Frederick Douglass said in his autobiography that because enslaved people living on the Eastern shore of Maryland near the Choptank River received the bare minimum in food from their enslavers, they fished for food to supplement their diet, catching turtles, fish, and eels. Douglass wrote: "The men and women slaves received, as their monthly allowance of food, eight pounds of pork, or its equivalent in fish, and one bushel of corn meal". Another way they supplemented their diet was by growing vegetable gardens; they grew corn, potatoes, peas, beans, herbs, and melons. They did not have fat or cooking oil to cook their food. Slaveholders in Dorchester County, Maryland rarely fed their slaves. To supplement their poor diets, enslaved people in Dorchester fished for food in the Choptank River and hunted game on land. The animals they caught for food included rabbit, turtle, duck, goose, turkey, pigeon, woodpecker, possum, raccoon, skunk, deer, and muskrat. They cooked vegetables such as okra, corn, leafy greens, and sweet potatoes that they grew in their gardens. From these various food sources enslaved people created their meals.
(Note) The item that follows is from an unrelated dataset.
PR #306, opened 2023-11-30
[java] all user to no-op Sauce Session methods

titusfortner:
Sometimes you want to run your tests locally and sometimes you want to run on Sauce Labs.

Researchers at St. Mary's County Library located in Maryland documented an African American muskrat recipe. "Skin and disjoint the animal. Soak it in salted or vinegar water for two hours. Put the pieces in a pan of water, and parboil until slightly tender, but not real done. Dust in a mixture of seasoned flour, salted and peppered to taste, and fry in hot fat until golden brown." Black Americans in St. Mary's County created recipes during slavery that were passed down orally in their families. To add heat and flavor to seafood dishes, enslaved and free Africans in Baltimore and the Chesapeake region of Maryland grew fish peppers in their gardens. After national emancipation many African Americans got into the seafood industry. By 1864, almost half of all watermen in Maryland were former slaves. They became skilled in netting shrimp, gathering oysters, and fishing. During the American Civil War, some enslaved people in Maryland ate clabber milk, fish, and cornbread. After the war, the state became known for its crabbing industry, and Maryland's deep-fried crab cakes became a part of soul food cuisine.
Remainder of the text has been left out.